При этом культура оставалась христианской по своим истокам и сути. Замалчивая мистическую сердцевину христианства, просветители изымали из культуры ее творческий стержень, выхолащивали ее энергетическую притягательность. За десять лет до «Эликсиров дьявола» в Германии появился роман «Ночные бдения». Его неизвестный автор, укрывшийся под псевдонимом «Бонавентура» (по некоторым предположениям это мог быть тот же Гофман), называл французскую поэзию пресной, имея в виду рационалистическое просветительство. Подобная пресность катастрофически распространялась на всю духовную жизнь, выражаясь в филистерском ханжестве и в пресыщенном сплине. Немецкие романтики, в их числе Гофман, увидели спасение в христианизации культуры. Собственно, попытки вовлечь христианство в сферу новейшего духовного творчества или вернуть культуру в лоно христианства не прекращались никогда. Достаточно в этой связи назвать имена Якоба Бёме, Мальбранша и де Местра. Но вопрос действительно ставился неоднозначно: возвращается ли культура в лоно христианства или, напротив, христианство вовлекается в новейшее культурное творчество. Этот вопрос мучил всех видных представителей романтической школы в Германии. Романтизм развивался под знаком кьеркегоровского «или ― или». «Эликсиры дьявола» всецело обусловлены этой двойственностью и ей посвящены.

Приор Леонардус не имеет себе равных в романе по интеллектуальной силе. Он прежде всего религиозный мыслитель, и для него культура невозможна вне христианства; поэтому сфера его деятельности ― монашеская обитель. Но характерно, что противостоит ему римский папа, вульгарный просветитель в тиаре, цинично пытающийся совместить душевное спасение с мирскими радостями. И этот папа не в ком ином, как в Медардусе, облюбовывает духовника, подходящего для себя.

Личность Медардуса ― сплошное «или ― или». Медардус непрерывно колеблется между Богочеловеком и сверхчеловеком, идеалом которого соблазняет его Евфимия. Гофман не оставляет у читателя сомнений в том, что сверхчеловек ― иллюзия. Дьявол ― не в сверхчеловеке, дьявол ― в уклонении от Богочеловека во имя мнимого сверхчеловека, дьявол ― в самом колебании между истинной и ложной величиной, а эликсир дьявола только усугубляет это пьянящее колебание. Между истинным и мнимым человек теряет себя самого: «Я тот, за кого меня принимают, а принимают меня не за меня самого; непостижимая загадка: я ― уже не я!»

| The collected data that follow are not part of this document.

PR #2029, opened 2026-08-19
Adjust cherry-pick workflow

yhmo:
Use my token to submit pr

### DIFF
--- a/.github/workflows/cherry-pick.yml
+++ b/.github/workflows/cherry-pick.yml
@@ -9,6 +9,13 @@
 #   5. opens a PR from that branch into the target branch
 #
 # The PR is NOT auto-merged; merge it manually after review.
+#
+# The branch push and PR creation authenticate with the repository secret
+# `CHERRY_PICK_PAT` (a personal access token owned by a trusted member). This makes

В линии двойника роман Гофмана тесно соприкасается с русской литературой, причем не только с Гоголем и Достоевским. В 1897 г., когда появляется первый русский перевод «Эликсиров дьявола», Д. С. Мережковский работает над историческим романом «Воскресшие боги. Леонардо да Винчи». Выход перевода как раз в это время ― разумеется, простое, хотя и знаменательное совпадение. Мережковский не нуждался в переводе для того, чтобы ознакомиться с романом Гофмана. Следы его воздействия замечаются в русской литературе задолго до Мережковского.